I inhaled. Then I coughed.
‘You don’t smoke,’ he said.
I inhaled again in his face, then tried to stifle the cough that immediately came after.
‘Why don’t you just tell me why you’re so angry?’
‘Why?’ I finally turned to him. ‘Are you demented? You know bloody well why. You made a fool of me in there. You made me look like a … like a …’
‘Liar, by any chance?’
‘Look, I had a plan. I had it all under control. You were just supposed to sit there and observe, that’s what you said.’
‘I never said that.’
‘Somebody said that.’
‘No, you assumed.’
I silently fumed.
‘So tell me, what was the great plan? You were going to lie again and all of a sudden like the great genius you are, learn Spanish overnight?’
‘I have a great aptitude for learning, that’s what my French teacher said,’ I huffed.
‘And your civics teacher said “could do better”.’ He looked away. ‘I did the right thing.’
Silence. The smoker sniffed.
‘Okay, so I should have told the truth, but there has to be another way of doing this. You can’t just bulldoze your way into my life and try to fix every little lie that I’ve ever told. What are you going to do when you meet my parents? Come out with every little fib and give them a heart attack? Are you going to tell them that instead of a study group, I had a house party the night they went to my Aunt Julie’s fortieth and that their darling nephew Colin shagged a girl in their bed and Fiona streaked across the lawn for the last bit of hash and that no, I’m sorry, it wasn’t vegetable soup on the floor like I said it was, it was Melanie’s vomit and I shouldn’t have let the dog eat it? And by the way, Lucy can’t speak Spanish.’ I gasped for air.

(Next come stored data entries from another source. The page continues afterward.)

PR #898, opened 2016-12-01
added xdelta recipe

R167:
Currently x86 only. Should I change the default binDir for where it generates? aka, not in bin/x86 to just bin?

### DIFF
--- a/dev-util/xdelta/xdelta-3.1.0.recipe
+++ b/dev-util/xdelta/xdelta-3.1.0.recipe
@@ -1,0 +1,59 @@
+SUMMARY="A binary diff tool implementing VCDIFF"
+DESCRIPTION="Xdelta is a tool and library for differential compression. Xdelta \
+release version 3 supports VCDIFF encoding and decoding."
+HOMEPAGE="http://xdelta.org/"
+COPYRIGHT="2001-2015 Josh MacDonald"
+LICENSE="Apache v2"
+REVISION="1"
+SOURCE_URI="https://github.com/jmacd/xdelta/archive/v$portVersion.tar.gz"
+CHECKSUM_SHA256="7515cf5378fca287a57f4e2fee1094aabc79569cfe60d91e06021a8fd7bae29d"
+SOURCE_DIR="xdelta-$portVersion/xdelta3"
+
+ARCHITECTURES="!x86_gcc2 x86 x86_64"
+SECONDARY_ARCHITECTURES="!x86_gcc2 x86"
+
+if [ "$targetArchitecture" != x86_gcc2 ]; then
+	commandBinDir=$binDir
+else
+	commandBinDir=$prefix/bin
+fi
+
+PROVIDES="
+	xdelta$secondaryArchSuffix = $portVersion
+	cmd:xdelta3 = $portVersion
+	"
+REQUIRES="
+	haiku$secondaryArchSuffix
+	lib:liblzma$secondaryArchSuffix
+	"
+
+BUILD_REQUIRES="
+	haiku${secondaryArchSuffix}_devel
+	devel:liblzma$secondaryArchSuffix
+	"
+BUILD_PREREQUIRES="
+	cmd:autoconf
+	cmd:automake
+	cmd:autoreconf
+	cmd:gcc$secondaryArchSuffix
+	cmd:libtoolize$secondaryArchSuffix
+	cmd:make
+	"
+
+BUILD()
+{
+	autoreconf --install
+	runConfigure --omit-dirs binDir ./configure --bindir=$commandBinDir
+	make
+}
+
+INSTALL()
+{
+	make install
+}
+
+TEST()
+{
+	make check
+	xdelta3 test || true
+}


pulkomandy:
Yes, move it to just bin if there is no gcc2 version.

Is there actually a libxdelta3 (matching lib:xdelta3$secondaryArchSuffix), and is the soname version the same as the package version?

Is there anything in the development package? (headers files and such)? If there is, does it include .la files (these should be removed) or a pc file for pkgconfig (it should be adjusted with fixpkgconfig)?

fbrosson:
It does not build any lib. But maybe if we add **`lib:liblzma$secondaryArchSuffix`** to REQUIRES and **`devel:liblzma$secondaryArchSuffix`** to BUILD_REQUIRES then we might get a lib.

dev-util/xdelta/xdelta-3.1.0.recipe
```diff
@@ -0,0 +1,54 @@
...
+CHECKSUM_SHA256="7515cf5378fca287a57f4e2fee1094aabc79569cfe60d91e06021a8fd7bae29d"
+SOURCE_DIR="xdelta-$portVersion/xdelta3"
+
+ARCHITECTURES="!x86_gcc2 x86 x86_64"
+SECONDARY_ARCHITECTURES="x86"
+
+PROVIDES="
+	xdelta$secondaryArchSuffix = $portVersion
+	cmd:xdelta3$secondaryArchSuffix = $portVersion
+	lib:xdelta3$secondaryArchSuffix = $portVersion
```
fbrosson:
```
	lib:liblzma$secondaryArchSuffix = $portVersion
```
should be dropped, as well as the entire PROVIDES_devel and REQUIRES_devel.

fbrosson:
I've built xdelta with liblzma... but I did not get a lib, so the _devel pacakge is empty. It should therefore be dropped, as well as the **`devel:liblzma$secondaryArchSuffix = $portVersion`** in PROVIDES.

@R167, you can have a look at haikuports/media-video/dvdauthor/dvdauthor-0.7.1.recipe and copy the parts that mention commandBinDir to follow @pulkomandy's suggestion.

That said, if we can add an trivial or small patch for building on x86_gcc2 primary then it might be OK to drop support for building for x86 secondary arch.

dev-util/xdelta/xdelta-3.1.0.recipe
```diff
@@ -0,0 +1,54 @@
...
+	"
+REQUIRES="
+	haiku$secondaryArchSuffix
+	"
```
fbrosson: You can add this to REQUIRES:
```
	lib:liblzma$secondaryArchSuffix
```

dev-util/xdelta/xdelta-3.1.0.recipe
```diff
@@ -0,0 +1,54 @@
...
+	xdelta${secondaryArchSuffix}_devel = $portVersion
+	devel:xdelta3$secondaryArchSuffix = $portVersion
+	"
+REQUIRES_devel="
+	xdelta$secondaryArchSuffix == $portVersion base
+	"
+
+BUILD_REQUIRES="
+	haiku${secondaryArchSuffix}_devel
+	"
```
fbrosson: You can add this to BUILD_REQUIRES:
```
	devel:liblzma$secondaryArchSuffix
```

dev-util/xdelta/xdelta-3.1.0.recipe
```diff
@@ -0,0 +1,54 @@
...
+BUILD_PREREQUIRES="
+	cmd:autoconf
+	cmd:automake
+	cmd:awk
```
fbrosson: I _think_ it would be better to have:
```
BUILD_PREREQUIRES="
	cmd:aclocal
	cmd:autoconf
	cmd:automake
	cmd:autoheader
	cmd:gcc$secondaryArchSuffix
	cmd:libtool$secondaryArchSuffix
	cmd:make
	"
```
Can an autotool expert comment about this? Thanks!

dev-util/xdelta/xdelta-3.1.0.recipe
```diff
@@ -0,0 +1,54 @@
...
+	cmd:gcc$secondaryArchSuffix
+	cmd:libtool$secondaryArchSuffix
+	cmd:make
+	"
+
+BUILD()
+{
+	autoreconf --install
```
fbrosson: It worked for me (on x86_64) without the call to autoreconf.
But I need to check that it still builds OK without the call to autoreconf when building for x86 secondary arch on x86_gcc2.

dev-util/xdelta/xdelta-3.1.0.recipe
```diff
@@ -0,0 +1,54 @@
...
+	runConfigure ./configure
+	make
+}
+
+INSTALL()
+{
+	make install
+}
```
fbrosson: You can add a TEST block with "make check", and then call **`hp --test xdelta`**

dev-util/xdelta/xdelta-3.1.0.recipe
fbrosson: **Oops,** sorry, I juist realized that the devel package was empty because this was missing in INSTALL:
```
```
We need to test with it, before we remove the _devel package.

dev-util/xdelta/xdelta-3.1.0.recipe
fbrosson: Sorry, unlike you, I had not noticed that configure is missing from the archive. You are perfectly right. We only have configure.ac, so we need the call to autoreconf. You are doing a great job!

dev-util/xdelta/xdelta-3.1.0.recipe
fbrosson: It is recommended to have a **`cmd:autoreconf`** even if it is pulled by the **`cmd:autoconf`**.

dev-util/xdelta/xdelta-3.1.0.recipe
R167: I added in test and made other suggested changes.

dev-util/xdelta/xdelta-3.1.0.recipe
```diff
@@ -0,0 +1,51 @@
...
+	xdelta$secondaryArchSuffix = $portVersion
+	cmd:xdelta3$secondaryArchSuffix = $portVersion
+	"
+REQUIRES="
+	haiku$secondaryArchSuffix
+	lib:liblzma$secondaryArchSuffix
+	"
+
+BUILD_REQUIRES="
+	haiku_devel
```
fbrosson: Should be
```
```

dev-util/xdelta/xdelta-3.1.0.recipe
```diff
@@ -0,0 +1,51 @@
...
+	cmd:autoreconf
+	cmd:gcc$secondaryArchSuffix
+	cmd:libtoolize$secondaryArchSuffix
+	cmd:make
+	"
+
+BUILD()
+{
+	autoreconf --install
+	runConfigure ./configure
```
fbrosson: Should be
```
	runConfigure --omit-dirs binDir ./configure --bindir=$commandBinDir
```

dev-util/xdelta/xdelta-3.1.0.recipe
```diff
@@ -0,0 +1,51 @@
...
+HOMEPAGE="http://xdelta.org/"
+COPYRIGHT="2001-2015 Josh MacDonald"
+LICENSE="Apache v2"
+REVISION="1"
+SOURCE_URI="https://github.com/jmacd/xdelta/archive/v$portVersion.tar.gz"
+CHECKSUM_SHA256="7515cf5378fca287a57f4e2fee1094aabc79569cfe60d91e06021a8fd7bae29d"
+SOURCE_DIR="xdelta-$portVersion/xdelta3"
+
+ARCHITECTURES="!x86_gcc2 x86 x86_64"
+SECONDARY_ARCHITECTURES="x86"
```
fbrosson: I'm almost sure we need to insert a **`!x86_gcc2`** in SECONDARY_ARCHITECTURES. Anyway, it should be followed by the definition of commandBinDir, as shown below:
```

	commandBinDir=$binDir
else
	commandBinDir=$prefix/bin
fi
```

dev-util/xdelta/xdelta-3.1.0.recipe
R167: currently fixing these things. Need to reconcile changes across dev envs... What is the reasoning behind rebasing the PRs? Just curious.

R167:
@fbrosson Should we keep secondary arch?

fbrosson:
Yes, we need to keep support for building for x86 _secondary_ arch (on x86_gcc2) because it does not build for x86_gcc2 _primary_ arch.
BTW, that's perfectly OK to have support for building for secondary architectures.

And not being able to build for x86_gcc2 primary arch a recipe which does not provide any library is not a problem at all, since a **`cmd:*`** item (e.g. xdelta3) provided by a secondary arch build of a recipe can be called from any other program, no matter what architecture it was built for, I mean, primary vs secondary.

R167:
@fbrosson Okay. Think I understand now. Just pushed one last change to deal with the naming better like it was done in dvdauthor.

dev-util/xdelta/xdelta-3.1.0.recipe
```diff
@@ -0,0 +1,58 @@
+SUMMARY="A binary diff tool that uses the VCDIFF (RFC 3284) format and compression"
```
fbrosson: Can you shrink this line to something <= 70 chars, like, for instance:
```
SUMMARY="A binary diff tool that uses the VCDIFF (RFC 3284) format"
```
This is because SUMMARY is used by HaikuDepot, which needs to show it in a big list.
(See https://github.com/haikuports/haikuports/wiki/HaikuPorter-Guidelines#summary for more details.)
Thanks!

R167:
@fbrosson made those changes.

dev-util/xdelta/xdelta-3.1.0.recipe
```diff
@@ -0,0 +1,58 @@
...
+}
+
+INSTALL()
+{
+	make install
+}
+
+TEST()
+{
+	make check && xdelta3 test
```
fbrosson: The recipe is OK, but **`xdelta3 test`** is failling on its 23rd test:
```
xdelta3: testing no_output...xdelta3: command was xdelta3 -q -f -e /tmp/xdtest.16470.target.3 /tmp/xdtest.16470.noperm.3
 failed: command should have not succeeded: XD3_INTERNAL
```
So if you could change TEST to:
```
TEST()
{
	make check
	xdelta3 test || true
}
```
that would be great.
I'll validate you task asap. Thanks again for your great work!
(I'll keep the PR unmerged for some hours in case someone finds a fix for the internal tests.)

dev-util/xdelta/xdelta-3.1.0.recipe
fbrosson: I see two strategies for fixing a recipe that is being discussed in a PR.

The first strategy is to push incremental commits, generally one every time a change is requested. This helps the mentors to easily understand what changes were made at every step. And when everything looks OK, I would say that squashing all commits is a good practice.

The second strategy, which I use, is to squash my commits (and rebase them against master) everytime I have to fix something in a PR I have opened.
I also update the timestamp of my (squashed) commit to the current time just before I push it to my remote branch. This allows other contributors to easily notice that there has been a recent change and determine whether or not (s)he has already examined it.
That said, when I change only the commit message (or when I just want to rebase against master) then I don't update the timestamp.

I don't know if these practices are widely adopted. I came to the conclusion that this was a good strategy because it makes it easier for other contributors to pull remote branches (for testing purposes) without having to dive too far in the past. This is handy if, e.g. you want to push a tiny fix to the remote branch of a contributor who does not have time to update his PR.

fbrosson:
@R167, could you please update this PR with a tiny change to the TEST function?
```
TEST()
{
	make check
	xdelta3 test || true
}
```
Thanks!
BTW, if you are busy then I can do the change myself, preserving you as the author of the commit, of course.

R167:
@fbrosson updated like you said.

fbrosson:
Cool, thanks @R167 !

fbrosson:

He was taken aback. ‘Even your parents think you can speak Spanish?’
‘They paid for a summer there, what else was I meant to tell them?’ I snapped.
‘The truth? Does that ever occur to you?’
‘That I was a podium dancer in a night club instead of doing the job they set up for me at a hotel reception?’
‘Maybe not, then.’
‘I mean, where does the big reveal begin and end? One minute you’re buying light bulbs and the next minute you’re telling my father I think he needs to get off his high horse and stop being a pretentious little shit. You need to have a little sensitivity about this, you’re supposed to be helping me make things better, not putting me in the unemployment line and ending what little relationship I already have with my family. We need to have a plan.’
He was silent for a while, I could see he was mulling it over and I waited for one of his analogies but none came. Instead he said, ‘You’re right. I’m sorry.’
I pretended to keel over the banister but he and the smoker pulled me back, thinking I was serious.
‘Thanks,’ I said to her, a little embarrassed, and she quite wisely found that an appropriate time to leave.
‘But I’m not sorry for what I did, just the way that I went about it. We’ll work on another strategy for the future.’
I respected his fairness, his ability to admit when he was wrong. So I took another drag of the cigarette and then put it out, as a mark of respect. But he wasn’t finished and I examined the crushed smouldering cigarette to see if I could pick it up again and continue smoking.
‘I couldn’t just sit there and listen to you lie again, Lucy, and I’m never going to be able to do that so whatever strategy we work out, it has to involve you not lying again. It gives me heartburn.’